In questa scuola sgangherata io ho imparato a stare al mondo.
A lottare per raggiungere un obiettivo, a organizzarmi, a confrontarmi con gli altri. 
Stavo ancora studiando quando ho fondato la sede locale di AEGEE, la più grande associazione studentesca europea e mi sono confrontata con gli studenti del resto d'Europa.
Scoprendo che in Olanda se non fai parte almeno di una associazione nessuna azienda considera il tuo curriculum (in Italia le associazioni studentesche sono viste come puro cazzeggio).
Verificando che persino i turchi parlano inglese meglio degli italiani. E che anche nei paesi dell'est più poveri le università dispongono di supporti informatici e reti più all'avanguardia di quelle italiane. Ma che gli italiani, comunque, riescono a colmare tante lacune della loro preparazione con lo spirito, l'inventiva, la comunicativa.

Quattro anni fa mi sono riavvicinata alla scuola. Da mamma.

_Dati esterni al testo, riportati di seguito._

PR #2050, opened 2026-08-04
Try to fix MP3 exit again

nullsystem:
## Description
Add a Join call in deinit

## Toolchain

## Linked Issues

* fixes #1925


Rainyan (approved):
Can't trigger the bug reliably but this seems reasonable

AdamTadeusz (approved):

PR #2052, opened 2026-08-05
Add toggles for cmake unity build

nullsystem:
## Description
One for client/server and one for vgui2/tier1/mathlib as may want to turn it off only for working on just client/server library side. Also fixup compile/linker errors since the changes and add NEO_UNITY defines to fixup for those ifdef changes.

## Toolchain

- Windows MSVC VS2022

## Linked Issues

- fixes #
- related #

### DIFF
--- a/src/game/client/viewpostprocess.cpp
+++ b/src/game/client/viewpostprocess.cpp
@@ -87,7 +87,7 @@ ConVar mat_tonemap_algorithm( "mat_tonemap_algorithm", "1", FCVAR_CHEAT, "0 = Or
 ConVar mat_tonemap_percent_target( "mat_tonemap_percent_target", "60.0", FCVAR_CHEAT );
 ConVar mat_tonemap_percent_bright_pixels( "mat_tonemap_percent_bright_pixels", "2.0", FCVAR_CHEAT );
 ConVar mat_tonemap_min_avglum( "mat_tonemap_min_avglum", "3.0", FCVAR_CHEAT );
-#ifdef NEO // Unity build
+#ifdef NEO_UNITY // Unity build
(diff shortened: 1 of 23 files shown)


Rainyan (approved):
LGTM, tested on Win11 with MSVC 2022 and toggling the new options in CMakeLists.txt and then running "Project" -> "Delete Cache and Reconfigure" and "Build" -> "Rebuild All" to force the non-unity rebuild.

src/game/client/viewpostprocess.cpp
```diff
@@ -87,7 +87,7 @@ ConVar mat_tonemap_algorithm( "mat_tonemap_algorithm", "1", FCVAR_CHEAT, "0 = Or
 ConVar mat_tonemap_percent_target( "mat_tonemap_percent_target", "60.0", FCVAR_CHEAT );
 ConVar mat_tonemap_percent_bright_pixels( "mat_tonemap_percent_bright_pixels", "2.0", FCVAR_CHEAT );
 ConVar mat_tonemap_min_avglum( "mat_tonemap_min_avglum", "3.0", FCVAR_CHEAT );
-#ifdef NEO // Unity build
+#ifdef NEO_UNITY // Unity build
```
AdamTadeusz, line 90: Is this comment still needed?

AdamTadeusz (approved):

Masterkatze (approved):
LGTM

src/game/client/viewpostprocess.cpp
nullsystem: Don't see an issue leaving it there + easily grep for it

Ho iscritto il mio bambino ad una scuola d'infanzia paritaria. Perché era l'unica a offrire il servizio di nido.
Una scuola privata, ma non certo un club esclusivo che sguazza nell'oro.
Ho scoperto che in Italia moltissime scuole private si basano sul lavoro di associazioni no profit, e sono gestite a titolo gratuito da veri e propri benefattori.
Se va bene questi amministratori sono persone per bene e competenti. Se va male sono cacciatori di cariche senza scrupolo, capaci di mandare sul lastrico scuole che sopravvivono quasi solo delle rette, dato che i contributi pubblici sono sempre più esigui.

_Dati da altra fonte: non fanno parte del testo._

PR #2054, opened 2026-08-07
Toggles for cap zones

DESTROYGIRL:
## Description
This will be required for saitama in the upcoming tournament.
Also cleaned up a bunch of ancient code

## Toolchain
- Windows MSVC VS2022

### DIFF
--- a/src/game/server/neo/bot/behavior/neo_bot_ctg_carrier.cpp
+++ b/src/game/server/neo/bot/behavior/neo_bot_ctg_carrier.cpp
@@ -429,7 +429,7 @@ Vector CNEOBotCtgCarrier::GetNearestCapPoint( const CNEOBot *me ) const
 		float flNearestCapDistSq = FLT_MAX;
 		for( int i=0; i<NEORules()->m_pGhostCaps.Count(); ++i )
 		{
-			CNEOGhostCapturePoint *pCapPoint = assert_cast<CNEOGhostCapturePoint*>( UTIL_EntityByIndex( NEORules()->m_pGhostCaps[i] ) );
+			CNEOGhostCapturePoint *pCapPoint = dynamic_cast<CNEOGhostCapturePoint*>( UTIL_EntityByIndex( NEORules()->m_pGhostCaps[i] ) );
 			if (!pCapPoint || !pCapPoint->GetActive())
 			{
 				continue;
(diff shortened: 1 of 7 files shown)


src/game/server/neo/bot/behavior/neo_bot_ctg_carrier.cpp
```diff
@@ -429,8 +429,8 @@ Vector CNEOBotCtgCarrier::GetNearestCapPoint( const CNEOBot *me ) const
 		float flNearestCapDistSq = FLT_MAX;
 		for( int i=0; i<NEORules()->m_pGhostCaps.Count(); ++i )
 		{
-			CNEOGhostCapturePoint *pCapPoint = dynamic_cast<CNEOGhostCapturePoint*>( UTIL_EntityByIndex( NEORules()->m_pGhostCaps[i] ) );
-			if (!pCapPoint)
+			CNEOGhostCapturePoint *pCapPoint = assert_cast<CNEOGhostCapturePoint*>( UTIL_EntityByIndex( NEORules()->m_pGhostCaps[i] ) );
```
Rainyan: I don't have time for a full review right now so apologies for the random drive-by comment, but AFAIK, since we currently cache the entity indices as:

https://github.com/NeotokyoRebuild/neo/blob/de226650729d9514fb5ffb4384cbe623beb1deb2/src/game/shared/neo/neo_gamerules.cpp#L3233 

this means that if for whatever reason the cached `CNEOGhostCapturePoint` entity represented by that entindex number is killed (either by our native logic or by a SourceMod plugin etc) after it was pushed to `m_pGhostCaps`, there's a >0 chance of that freed entidex number being recycled to represent something else.

This could cause the `UTIL_EntityByIndex( NEORules()->m_pGhostCaps[i] ) );` to return a valid pointer to some completely unrelated entity which happened to get the recycled entindex, but very likely is not compatible with the conversion of `static_cast<CNEOGhostCapturePoint*>` (which is what `assert_cast<T*>` optimizes into in Release builds). This would trigger undefined behaviour and likely crash the server or do something unexpected. So sadly I don't think we can safely remove the `dynamic_cast` RTTI checks here nor in `neo_bot_ctg_escort.cpp` file without refactoring the `m_pGhostCaps` data type to something like CHandles. Or at least I think so(?)

DESTROYGIRL: I see, well it's unrelated to the functionality in this PR and I just saw it as a cleanup opportunity, so I'll revert. Should I also do it for the line in `neo_bot_ctg_lone_wolf.cpp` as well since it's the same setup?

Rainyan: Yeah I think it would be better to switch that one to `dynamic_cast` as well

Agiel (approved):

AdamTadeusz (approved):

PR #2055, opened 2026-08-08
Auto-fix lowercased engine binaries at launch

sunmachine:
## Description

> [!WARNING]
> 
> This just "fixes" poisoned installs. That's why it's hacky. The real fix will require verifying the depot files' names at deploytime fixing the filenames in the depot.

The depot ships 7 `bin/` binaries fully lowercased, but the engine `dlopen`s them by exact mixed-case name (`GameUI.so` etc.) and Steam never repairs casing on disk. Linux installs created since the casing change fail at startup with "Engine Error: Could not load: GameUI"; older installs keep working, and verify/reinstall can't fix it. Follow-up to the depot notes in #2019.

- Launcher renames the seven binaries to canonical casing at startup, before anything is `dlopen`ed. Newest file wins if both casings exist; failures warn, never block launch.
- Unit tests cover the four disk states. Linux-only; no CI changes.

Verified on Linux: `ctest` green in sniper, and a real install with both `GameUI.so` lowercased (error dialog on the stock launcher) reaches the menu with this launcher.

## Testing on Linux

From `src/` in a sniper environment:

```
cmake --preset linux-release
cmake --build build/linux-release --target launcher_main test_neo_case_heal
ctest --test-dir build/linux-release/tests/ -R test_neo_case_heal
```

From the install root:

```
mv bin/GameUI.so bin/gameui.so
mv bin/linux64/GameUI.so bin/linux64/gameui.so
```

Launch stock: "Engine Error: Could not load: GameUI". Then:

```
cp <repo>/src/build/linux-release/launcher_main/neo_linux64 .
```

Launch again: reaches the menu, only `GameUI.so` left on disk.

## Depot Changes

- Re-stage `bin/` with canonical filename casing (the seven files); ship together with this launcher so new installs stop being born broken.

## Toolchain
- Linux GCC 10 Sniper 3.0

### DIFF
--- a/src/launcher_main/CMakeLists.txt
+++ b/src/launcher_main/CMakeLists.txt
@@ -11,6 +11,10 @@ if(OS_WINDOWS)
     list(APPEND LAUNCHER_SOURCES launcher_main_mod_neo.rc)
 endif()
 
+if(OS_LINUX)
+    list(APPEND LAUNCHER_SOURCES neo_case_heal.cpp neo_case_heal.h)
+endif()
+
 add_executable(launcher_main
     ${LAUNCHER_SOURCES}
 )
--- a/src/launcher_main/main.cpp
+++ b/src/launcher_main/main.cpp
@@ -704,6 +704,10 @@ static void WaitForDebuggerConnect( int argc, char *argv[], int time )
 #endif // !LINUX
 
 #ifdef NEO
+#if defined( LINUX )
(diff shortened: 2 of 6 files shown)


DESTROYGIRL (approved):
Working, tested on a previously functional install by deleting `bin` and verifying files in steam, which downloads them with the incorrect cases

AdamTadeusz (approved):

PR #2061, opened 2026-08-10
Change cap zone distance to account for the cap radius

DESTROYGIRL:
## Description
The distance from the cap zone now shows the distance from the cap radius rather than the origin. Currently in gameplay, players are not given any information about how large the radius is, which can lead to frustration from missed or unexpected caps. I think this would be a minimal but effective change that reduces cases like this.

This is a diversion from parity, so feel free to debate this change

## Toolchain
- Windows MSVC VS2022


Agiel (approved):
Good idea.

AdamTadeusz (approved):

DESTROYGIRL:
I'm gonna let this sit for a day just in case

PR #14, opened 2025-06-09
SOF-203: Replace Column with LazyColumn in LandingScreen for horizontal scrolling

ThomasT0830:
This pull request addresses the issue where users cannot access all the buttons on the LandingScreen when the device is held horizontally. By replacing the Column component in the LandingScreen with a LazyColumn, this update enables vertical scrolling on the LandingScreen, allowing users to access all buttons, even when the device is held horizontally, and ensures that no UI elements are cut off. The change was tested on both the emulator and a physical device.

https://github.com/user-attachments/assets/5662f7c3-49e3-40c9-9f72-0a4d821d4c8c

### DIFF
--- a/app/src/main/java/com/vci/vectorcamapp/landing/presentation/LandingScreen.kt
+++ b/app/src/main/java/com/vci/vectorcamapp/landing/presentation/LandingScreen.kt
@@ -10,6 +10,7 @@ import androidx.compose.foundation.layout.height
 import androidx.compose.foundation.layout.padding
 import androidx.compose.foundation.layout.size
 import androidx.compose.foundation.layout.width
+import androidx.compose.foundation.lazy.LazyColumn
 import androidx.compose.material3.Badge
 import androidx.compose.material3.Button
 import androidx.compose.material3.ButtonDefaults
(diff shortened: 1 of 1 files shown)


aryamanshodhan (changes requested):
This is a well-written PR — I really appreciate the cleanup and the optimizations you've introduced. Great work overall!

A couple of suggestions to consider:

1. Avoid wildcard imports: Using statements like `import androidx.compose.material3.*` is generally discouraged because they can lead to namespace pollution and make it harder to identify where specific symbols are coming from. It's better to import only the components you need explicitly — this improves code readability and makes automated tooling (like code search or auto-import) more precise. This is especially important given that our codebase is public and intended to be open source.

2. Consider `Column` with `verticalScroll` for static content: Currently, a `LazyColumn` is being used to render a static list of four buttons. I'd say `LazyColumn` is great for long or dynamic lists due to its performance benefits. However, since the content is fixed and relatively small, I recommend switching to a `Column` with `val verticalScrollState = rememberScrollState()` and `Modifier.verticalScroll(verticalScrollState)`. You can refer to how this is handled in `SurveillanceFormScreen.kt` for a similar use case.

Let me know if you’d like help with the changes — happy to pair or review a follow-up!.

ThomasT0830:
Thank you for the suggestions! I have implemented both changes, and the code should be ready for review again.

aryamanshodhan (approved):
LGTM

JohnnieShen (approved):

PR #15, opened 2025-06-10
SOF-207: Create WorkManager classes for Image and Session metadata upload.

aryamanshodhan:
This PR introduces the core infrastructure for handling background uploads using WorkManager. Specifically, it creates two separate CoroutineWorker classes: ImageUploadWorker and MetadataUploadWorker, which are responsible for uploading session image files and associated session metadata, respectively. These workers are enqueued as part of a sequential WorkManager chain to ensure metadata is uploaded prior to image data, maintaining logical consistency in the upload pipeline.

The current implementation simulates the upload process by introducing artificial delays for each image, allowing us to validate notification behavior, lifecycle persistence, and retry logic under constrained conditions (e.g., interrupted network). Each worker runs as a foreground service with its own notification channel to keep the user informed during upload progress, ensuring Android's background execution limits are respected.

La scuola di mio figlio è un posto meraviglioso, curato da persone incredibili.
A partire dal presidente, che ha accettato la sfida di riportare al pareggio il bilancio di una scuola amministrata in modo scellerato dai suoi predecessori.
Alle educatrici, che per uno scarno stipendio si fanno letteralmente in quattro per seguire in modo personalizzato i bambini, nonostante l'assurdo rapporto di 1 a 29 tra insegnante titolare e alunni per classe. Laboratori, progetti, psicomotricità, ecologia, inglese, musica, poesia, e tanto, tanto amore: mio figlio e i suoi amici escono di scuola felici, raccontandoci entusiasti tutto quello che hanno scoperto e sperimentato.
Da genitore non mi sono chiesta solo cosa la scuola mi offriva in cambio della retta, ma anche cosa posso fare io per contribuire a questa vera e propria comunità educativa.
E' una gioia essere al fianco di queste persone contribuendo come si può: come rappresentante dei genitori, come editorialista nel giornalino o con un pò di volontariato per dotare la scuola di un bel sito...

A settembre Alessandro farà il suo ingresso nella scuola primaria, come si chiama ora.
Io e suo padre siamo andati alla riunione di presentazione della scuola prescelta.
Ci hanno parlato di valorizzazione delle diversità. Di educazione alla discussione. All'accettazione dei ritmi individuali.
Hanno detto che ogni classe ha la sua storia e che ogni bambino ha il suo ritmo nel raggiungere gli obiettivi formativi.
Non ho ragione di temere che mio figlio avrà problemi particolari, ma mi piace pensare che possa crescere in un posto dove essere accettato come persona unica e speciale conti più della performance, dei risultati. 

- E' vero che alla mensa si mangia male? - e' stata l'unica preoccupazione delle mamme presenti.

Mio marito ha notato che non era presente nessuno della crème del paese. 
Le famiglie-bene del villaggio, infatti, mandano i loro figli dalle Madri Canossiane.
Dove, si dice, "li seguono benissimo". Le famiglie-bene non parlano della mensa (volgare!), però le ho sentite dire
che "almeno, dalle suore, gli danno una educazione cattolica e non ci sono i Giargianìs"
(=simpatico e CRISTIANO modo di definire gli extracomunitari). 
"Certo, c'è da sperare che la Madre lo accetti, ma con una buona offerta non dovrebbero esserci problemi".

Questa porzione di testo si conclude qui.